Created 1 generic SSH tunnel(s) from this compute node to                  
biowulf for your use at port numbers defined                               
in the $PORTn ($PORT1, ...) environment variables.                         
                                                                           
                                                                           
Please create a SSH tunnel from your workstation to these ports on biowulf.
On Linux/MacOS, open a terminal and run:                                   
                                                                           
    ssh  -L 33327:localhost:33327 biowulf.nih.gov                          
                                                                           
For Windows instructions, see https://hpc.nih.gov/docs/tunneling           

[user@cn3144]$ cd /lscratch/$SLURM_JOB_ID
[user@cn3144]$ module load jupyter
[user@cn3144]$ cp ${JUPYTER_TEST_DATA:-none}/* .
[user@cn3144]$ ls -lh
total 196K
-rw-r--r-- 1 user group 7.8K Oct  1 14:31 Pokemon.csv
-rw-r--r-- 1 user group 186K Oct  1 14:31 Seaborn_test.ipynb

[user@cn3144]$ jupyter kernelspec list
Available kernels:
  python3          /usr/local/Anaconda/envs/jupyter/lib/python3.6/site-packages/ipykernel/resources
  bash             /usr/local/Anaconda/envs/jupyter/share/jupyter/kernels/bash
  calysto_xonsh    /usr/local/Anaconda/envs/jupyter/share/jupyter/kernels/calysto_xonsh
  ir35             /usr/local/Anaconda/envs/jupyter/share/jupyter/kernels/ir35
  py2.7            /usr/local/Anaconda/envs/jupyter/share/jupyter/kernels/py2.7
  py3.5            /usr/local/Anaconda/envs/jupyter/share/jupyter/kernels/py3.5
  py3.6            /usr/local/Anaconda/envs/jupyter/share/jupyter/kernels/py3.6
  xonsh            /usr/local/Anaconda/envs/jupyter/share/jupyter/kernels/xonsh

In the example show here I will use the port reserved by sinteracive (33327). Please substitute the port number with the number actually set up by sinteractive. Note that environment variable $PORT1 is available for convenience.
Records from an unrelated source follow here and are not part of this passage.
PR #2457, opened 2026-05-20
fix(ci): fix failing unit tests and Playwright global setup

mikib0:
## Summary

- **`passwordResetService.test.ts`**: Mock for `timingSafeEqual` used positional args `(a, b)` but the real function takes `{ a, b }` — the mock always returned `false`, making all OTP-comparison-dependent tests unreachable
- **`embeddingHelper.test.ts`**: 7 fallback tests called `getEmbeddingText(item, existingItem)` as positional args instead of the `{ item, existingItem }` object form, causing `TypeError: Cannot read properties of undefined (reading 'name')`
- **`getRelativeTime.test.ts`**: 3 i18n tests called `getRelativeTime(date, t)` positionally instead of `{ dateValue, t }`, so the translate spy was never invoked
- **`globalSetup.ts`** (Playwright): Login endpoint `/api/auth/login` was removed in the Better Auth migration — replaced with `/api/auth/sign-in/email` and updated response destructuring to read `session.token` as the access token

## Test plan

- [x] `bun test:api:unit` — 299 tests pass (was: 12 failures in passwordResetService + embeddingHelper)
- [x] `bun test` (Expo) — 357 tests pass (was: 1 failure in getRelativeTime)
- [ ] Web E2E (Playwright) — will validate in CI; global setup now hits the correct login endpoint

🤖 Generated with [Claude Code](https://claude.com/claude-code)

## Summary by CodeRabbit

* **New Features**
  * Added a web-specific API client for improved web auth behavior.
  * Web providers now include bottom-sheet modal support.

* **Bug Fixes / UX**
  * Trip creation no longer blocks when location is missing.
  * Confirmation dialog’s destructive button now labeled “Delete” and styled destructively.

* **Tests**
  * Many tests updated to object-style args, with stronger assertions and expanded E2E auth/context handling.

* **Chores**
  * Increased Playwright/CI timeouts and adjusted lint/test tooling.

[Review Change Stack](https://app.coderabbit.ai/change-stack/PackRat-AI/PackRat/pull/2457?utm_source=github_walkthrough&utm_medium=github&utm_campaign=change_stack)

### DIFF
--- a/.github/workflows/web-e2e-tests.yml
+++ b/.github/workflows/web-e2e-tests.yml
@@ -57,7 +57,7 @@ jobs:
     needs: e2e-gate
     if: needs.e2e-gate.outputs.ready == 'true'
     runs-on: ubuntu-latest
-    timeout-minutes: 30
+    timeout-minutes: 60
 
     env:
       # The E2E user is upserted into the dev DB by the seed step below,
--- a/apps/expo/features/trips/store/trips.ts
+++ b/apps/expo/features/trips/store/trips.ts
@@ -14,9 +14,6 @@ const listTrips = async () => {
 };
 
 const createTrip = async (tripData: TripInStore) => {
-  if (!tripData.location) {
-    throw new Error('Trip location is required before sync');
-  }
   const { data, error } = await apiClient.trips.post({
     id: tripData.id,
     name: tripData.name,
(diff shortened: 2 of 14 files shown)


andrew-bierman:
Reviewed and attempted a merge against current development. After resolving the conflict set toward the current code, the remaining substantive diff is mostly superseded by newer work:

- Current development already has the Better Auth web E2E storage-state flow in globalSetup/fixtures.
- Current development already has the BottomSheet/action-sheet web provider structure and the object-arg test migrations that this PR originally fixed.
- The remaining new apps/expo/lib/api/packrat.web.ts would now override the newer unified apps/expo/lib/api/packrat.ts web path, dropping the current token cache/getApiBaseUrl behavior. That would be a regression risk.

Given that, I’m closing this as superseded rather than pushing a stale merge commit. The only remaining low-risk bit is longer Web E2E timeouts, which should be reintroduced separately if we still want it.

PR #2509, opened 2026-05-27
fix(cached-image): resolve race condition, error state with tap-to-retry, and corrupted cache prevention

mikib0:
## Summary

- **Race condition (B2):** Added a `cancelled` flag with effect cleanup so `setState` is never called after `imageObjectKey`/`imageRemoteUrl` change mid-flight or after unmount
- **Silent error state (B3):** Replaced the unresolved `// TODO` with a proper `hasError` state; on failure a tappable refresh-icon placeholder is rendered so users can retry the download in-place without navigating away
- **Corrupted cache (B4):** `ImageCacheManager.cacheRemoteImage` now deletes the partial file written by `downloadAsync` on non-200 responses — previously the corrupted file would be returned as a cache hit on the next mount, permanently breaking the image
- **Sentry (R1):** Added breadcrumbs before cache check and download, and `captureException` in the catch block per project conventions
- Also cleaned up: `undefined` className concatenation, redundant `bg-muted`/inline-style conflict on the loading placeholder, variable shadowing, and missing `imageRemoteUrl` guard

## Test plan

- [ ] Open a pack item detail screen — image loads normally (cache hit and miss paths both work)
- [ ] Disable network, open a pack item with no cached image — loading spinner appears then transitions to refresh icon placeholder
- [ ] Tap the refresh icon — spinner reappears, then image loads once network is restored
- [ ] Scroll a list quickly so `imageObjectKey` changes while a download is in-flight — no wrong image shown (validates race condition fix)
- [ ] Check Sentry breadcrumbs appear for image load events in dev


mikib0:
Closing in favour of a clean rebase on development — see replacement PR.

PR #2554, opened 2026-06-02
🐛 fix(api): vector search uses HNSW index (was bypassing it, ~115× cost)

andrew-bierman:
## Summary

The 14 GB HNSW index on \`catalog_items.embedding\` has **0 lifetime scans** — verified against prod via \`pg_stat_user_indexes\` (\`stats_reset\` is null, so this measures the database's entire lifetime). Every vector search since the feature shipped has been doing **Seq Scan + parallel-Sort over 1.79M rows × 1536-dim cosine distance** instead of an HNSW top-k traversal.

**Root cause:** Drizzle's \`cosineDistance(...)\` wrapped in \`1 - (...)\` for the \`similarity\` value, then ordered by \`desc(similarity)\`. The arithmetic wrapping is opaque to the Postgres planner — it treats ORDER BY as a computed expression rather than the \`<=>\` operator that HNSW's \`vector_cosine_ops\` index can serve.

**Fix** at 5 callsites: order by the raw \`cosineDistance\` (ASC; HNSW-eligible), switch WHERE threshold from \`similarity > T\` to \`distance < (1 - T)\`, keep \`similarity = 1 - distance\` in the SELECT for response-payload compatibility.

## EXPLAIN evidence (verified against prod via Neon MCP)

| Query shape | Plan | Total cost |
|---|---|---|
| **Old** (\`ORDER BY 1 - (embedding <=> \$1) DESC\`) | Seq Scan + Sort (parallel) | **427,921** |
| **New** (\`ORDER BY embedding <=> \$1 ASC\`) | Index Scan using **embedding_idx** | **3,704** |

**~115× cheaper per query.** Re-verified after applying the fix shape with full \`similarity\` in SELECT + raw distance in WHERE/ORDER BY — planner still picks \`Index Scan using embedding_idx\`. Confirmed end-to-end.

## Callsites fixed

| File | Function |
|---|---|
| \`packages/api/src/services/catalogService.ts\` | \`vectorSearch\` |
| \`packages/api/src/services/catalogService.ts\` | \`batchVectorSearch\` |
| \`packages/api/src/routes/catalog/index.ts\` | \`/catalog/:id/similar\` |
| \`packages/api/src/routes/packs/index.ts\` | \`/packs/:packId/item-suggestions\` |
| \`packages/api/src/routes/packs/index.ts\` | \`/:packId/items/:itemId/similar\` |

All 5 share the same fix pattern. Response shape unchanged — callers still receive \`{ ..., similarity: 0.87 }\` exactly as before.

## Test plan

- [x] EXPLAIN against prod confirms post-fix shape uses \`embedding_idx\` (HNSW)
- [x] \`bun check-types\` clean
- [x] \`bun biome check\` clean (auto-removed now-unused \`gt\` / \`desc\` imports)
- [ ] **Post-deploy:** \`pg_stat_user_indexes.embedding_idx.idx_scan\` goes from 0 → > 0 within minutes of first vector search
- [ ] **Post-deploy:** Neon Console Top Queries — catalogService.vectorSearch drops off the top of total-time rankings
- [ ] **Post-deploy:** \`pg_stat_user_tables.seq_tup_read\` on catalog_items grows more slowly
- [ ] **Post-deploy:** vector-search latency drops measurably (HNSW is ~log-time vs. O(n))

## Orthogonal to PR #2544

PR #2544 (Tier-1 projections) targets egress + per-call hydration via column projection. **This hotfix targets the planning cost per vector-search invocation** — different cost surface, different revert blast radius. The two compound: with projection AND HNSW, vector search goes from "scan + cosine on 1.79M rows + ship 26 KB/row" to "HNSW top-K + ship 4 KB/row."

## Refs

- Brainstorm with full EXPLAIN traces + scope: see PR #2553 (docs)
- Tier-1 projections: PR #2544

### DIFF
--- a/packages/api/src/routes/catalog/index.ts
+++ b/packages/api/src/routes/catalog/index.ts
@@ -26,10 +26,8 @@ import {
   and,
   cosineDistance,
   count,
-  desc,
   eq,
   getTableColumns,
-  gt,
   inArray,
   isNotNull,
   isNull,
@@ -554,7 +552,13 @@ export const catalogRoutes = new Elysia({ prefix: '/catalog' })
         return status(404, { error: 'Catalog item not found or has no embedding' });
       }
 
-      const similarity = sql<number>`1 - (${cosineDistance(catalogItems.embedding, sourceItem.embedding)})`;
+      // HNSW-eligible: ORDER BY raw distance ASC. The `similarity = 1 - distance`
+      // field is preserved in the response, but the operators see the raw
+      // distance so the planner can use embedding_idx (HNSW). Threshold
+      // mechanically flips from `similarity > T` to `distance < (1 - T)`.
+      const distance = cosineDistance(catalogItems.embedding, sourceItem.embedding);
+      const similarity = sql<number>`1 - (${distance})`;
+      const maxDistance = 1 - threshold;
       const { embedding: _embedding, ...columnsToSelect } = getTableColumns(catalogItems);
 
       const similarItems = await db
@@ -562,12 +566,12 @@ export const catalogRoutes = new Elysia({ prefix: '/catalog' })
         .from(catalogItems)
         .where(
           and(
-            gt(similarity, threshold),
+            sql`${distance} < ${maxDistance}`,
             ne(catalogItems.id, itemId),
             isNotNull(catalogItems.embedding),
           ),
         )
-        .orderBy(desc(similarity))
+        .orderBy(distance)
         .limit(validLimit);
 
       const { embedding: _sourceEmbedding, ...sourceItemData } = sourceItem;
--- a/packages/api/src/routes/packs/index.ts
+++ b/packages/api/src/routes/packs/index.ts
@@ -37,13 +37,12 @@ import { ErrorResponseSchema } from '@packrat/schemas/shared';
 import {
   and,
   cosineDistance,
-  desc,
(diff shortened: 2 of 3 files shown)


andrew-bierman:
Re: the totalCount note in the Copilot review — that's a real follow-up concern but not a regression introduced by this PR.

The pre-fix code had the same `count() WITH vectorWhere` shape (just with the `gt(similarity, 0.1)` filter instead of `lt(distance, 0.9)`). HNSW only accelerates `ORDER BY ... LIMIT top-K`, not `count(*) WHERE distance < T` over the full set. Both the pre-fix and post-fix code pay for that count query identically — the HNSW fix makes the SELECT path ~115× cheaper without making the count path worse.

Capturing it as a known follow-on:

- **Option A:** make `total` optional in the response (callers that need pagination metadata opt in via `?includeTotal=1`)
- **Option B:** drop `total` entirely and use `nextOffset`-based pagination
- **Option C:** approximate count via `pg_class.reltuples` × an estimated filter selectivity from `pg_stats` — no scan, but only useful when "approximate enough" is acceptable

I'll fold this into a separate brainstorm before/after the HNSW hotfix lands. Doesn't block this PR — the HNSW fix is strictly a win on the dominant cost path, and the count was already paying its current cost pre-fix.

PR #2497, opened 2026-05-26
feat(mcp): Claude connector-store readiness + Better Auth OAuth

andrew-bierman:
## Summary

Two interlocking pieces of work for the PackRat MCP Worker, plus tooling/lint cleanup:

1. **Claude Connector Store readiness (U1–U18 of [the readiness plan](docs/plans/2026-05-22-001-feat-mcp-connector-store-readiness-plan.md))** — tool annotations, structured output envelopes, resources/glossary, elicitations on destructive admin tools, rate limiting, observability + audit logs, branded login/consent pages, /health + /status, terms/privacy + legal pages, submission packet, CI workflows.

2. **Better Auth OAuth Provider consolidation ([refactor v3 plan](docs/plans/2026-05-25-001-refactor-mcp-auth-onto-better-auth-plan.md))** — the MCP worker becomes a pure protected resource. The OAuth 2.1 Authorization Server moves onto `api.packrat.world` via `@better-auth/oauth-provider`. The MCP worker only validates JWTs against the AS's JWKS. Drops `@cloudflare/workers-oauth-provider` + the parallel auth machinery.

3. **Tooling polish (this session)** — drizzle-seed unification across all 4 seeders, JSX consent page via `@kitajs/html` + ts-html-plugin (compile-time XSS detection via `bun check:xss`), transitional env-var rename `BETTER_AUTH_*` → `PACKRAT_*`, full Elysia route mount for `/oauth/consent` via `.use(html())`.

## Architecture (post-refactor)

```
Claude.ai ─── OAuth flow ──→ api.packrat.world (AS, Better Auth + oauth-provider)
                                    │
                                    └── JWKS ──→ mcp.packratai.com (RS, validates JWTs locally)
                                                  │
                                                  └── /mcp → tools
```

- **AS**: `api.packrat.world` hosts `/oauth2/*`, AS metadata, JWKS, `/oauth/consent`
- **RS**: `mcp.packratai.com` hosts `/mcp`, RFC 9728 PRM (`/.well-known/oauth-protected-resource`), `/health`, `/status`
- **JWT verification**: `verifyMcpToken` ([`packages/mcp/src/token-verify.ts`](packages/mcp/src/token-verify.ts)) — 60s JWKS cache + single-retry on stale `kid`
- **Scope model**: 4 scopes (`mcp`, `mcp:read`, `mcp:write`, `mcp:admin`); admin scope filtered server-side at the consent page for non-admin users
[...]

PR #2610, opened 2026-06-26
fix(mcp): repair in-worker OAuth end-to-end flow

mikib0:
## Summary

Manual end-to-end verification of the `development`-branch MCP server (MCP Inspector → local API) surfaced **three stacked bugs** that together made the in-worker OAuth flow non-functional end-to-end. Each was masked by the one before it — login had to work before the token bug appeared, and the token had to mint before the transport bug appeared — which is why unit tests (transport mocked) never caught them.

## Bugs fixed

| # | Symptom | Root cause | Fix |
|---|---|---|---|
| 1 | Login → `502` "session data was missing" | Better Auth's `bearer()` `/sign-in/email` returns the session token at the **top level** (`{ token, user }`), but `SignInResponseSchema` only read `session.token` | `auth.ts`: read top-level `token` (kept `session.token` as fallback) |
| 2 | Token → `400` "code_verifier provided for a flow that did not use PKCE" | `OAuthStateSchema` dropped `codeChallenge`/`codeChallengeMethod` on the KV round-trip, so `completeAuthorization` minted a **non-PKCE** code | `auth.ts`: carry the PKCE fields through the schema |
| 3 | `/mcp` → `500` "Could not find McpAgent binding for MCP_OBJECT" | `McpAgent.serve()` defaults to a DO binding named `MCP_OBJECT`; our wrangler binding is `PackRatMCP` | `index.ts`: `serve('/mcp', { binding: 'PackRatMCP' })` |

## Verification

Ran the full flow locally against a real Neon-backed API:

- discovery (PRM / AS metadata S256 / 401 challenge) ✅
- OAuth login → PKCE token exchange (`POST /token 200`) ✅
- MCP transport connect (`POST /mcp 200`, `GET /mcp 200`) ✅
- authed tool calls return `200` ✅

## Notes

- Scope is the **in-worker OAuth** path on `development` only. PR #2497 (`plan/mcp-connector-store-readiness`) re-architects this layer onto Better Auth as a separate authorization server and may address some/all of these independently — worth reconciling so the fixes aren't lost or duplicated when that lands.
- No test changes: the existing unit suite mocks the MCP transport, so it can't exercise this flow. A `vitest-pool-workers` integration test would be the right home (tracked as deferred work on #2497).

## Summary by CodeRabbit

* **New Features**
  * Improved authentication flow reliability by preserving sign-in state needed for completing login steps.

* **Bug Fixes**
  * Expanded support for sign-in responses, allowing successful login when session data is returned in a different format.
  * Fixed MCP endpoint routing so requests are handled by the correct service binding.

### DIFF
--- a/packages/mcp/src/auth.ts
+++ b/packages/mcp/src/auth.ts
@@ -33,6 +33,11 @@ const OAuthStateSchema = z.object({
   redirectUri: z.string(),
   scope: z.array(z.string()),
   state: z.string(),
+  // PKCE fields must survive the KV round-trip so completeAuthorization mints a
+  // code bound to the challenge; otherwise the client's code_verifier at /token
+  // is rejected with "code_verifier provided for a flow that did not use PKCE".
+  codeChallenge: z.string().optional(),
+  codeChallengeMethod: z.string().optional(),
 });
 
 const SessionKvSchema = z.object({
@@ -40,7 +45,11 @@ const SessionKvSchema = z.object({
   userId: z.string(),
 });
 
+// Better Auth's `/sign-in/email` (with the bearer() plugin) returns the session
+// token at the top level: `{ token, user }`. Older/other flows nest it under
+// `session.token`, so accept both shapes for robustness.
 const SignInResponseSchema = z.object({
+  token: z.string().optional(),
   session: z.object({ token: z.string() }).optional(),
   user: z.object({ id: z.string() }).optional(),
 });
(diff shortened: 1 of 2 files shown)


andrew-bierman:
Closing as superseded by the merged MCP connector architecture. This PR repaired the old MCP-worker-owned OAuth login/callback flow, but that flow has since been intentionally removed: OAuth issuance, consent, DCR, refresh, and PKCE now live in the API worker's Better Auth provider. The one still-relevant runtime fix from this PR, passing the Durable Object binding as `PackRatMCP`, is already present on `development` via `PackRatMCP.serve('/mcp', { binding: 'PackRatMCP' })`. Resolving the conflict by keeping this PR's old `auth.ts` handler would reintroduce deleted OAuth/KV state and move the architecture backward.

[user@cn3144]$ jupyter notebook --ip localhost \ # or jupyter lab or jupyter console
                        --port $PORT1 \ # The port must be unique to avoid clashing with other users
                        --no-browser  # We're not running the browser on the compute node!
[I 12:48:25.645 NotebookApp] [nb_conda_kernels] enabled, 20 kernels found
[I 12:48:26.053 NotebookApp] [nb_anacondacloud] enabled
[I 12:48:26.077 NotebookApp] [nb_conda] enabled
[I 12:48:26.322 NotebookApp] ✓ nbpresent HTML export ENABLED
[W 12:48:26.323 NotebookApp] ✗ nbpresent PDF export DISABLED: No module named nbbrowserpdf.exporters.pdf
[I 12:48:26.330 NotebookApp] Serving notebooks from local directory: /spin1/users/user
[I 12:48:26.330 NotebookApp] 0 active kernels 
[I 12:48:26.330 NotebookApp] The Jupyter Notebook is running at: http://localhost:33327/?token=xxxxxxxxxx
[I 12:48:26.331 NotebookApp] Use Control-C to stop this server and shut down all kernels (twice to skip confirmation).
[C 12:48:26.333 NotebookApp] 
    
    Copy/paste this URL into your browser when you connect for the first time,
    to login with a token:
        http://localhost:33327/?token=xxxxxxxxxx

Keep this open for as long as you're using your notebook.

For documentation on how to connect a tunnel from your computer to the tunnel on biowulf see our tunneling documentation.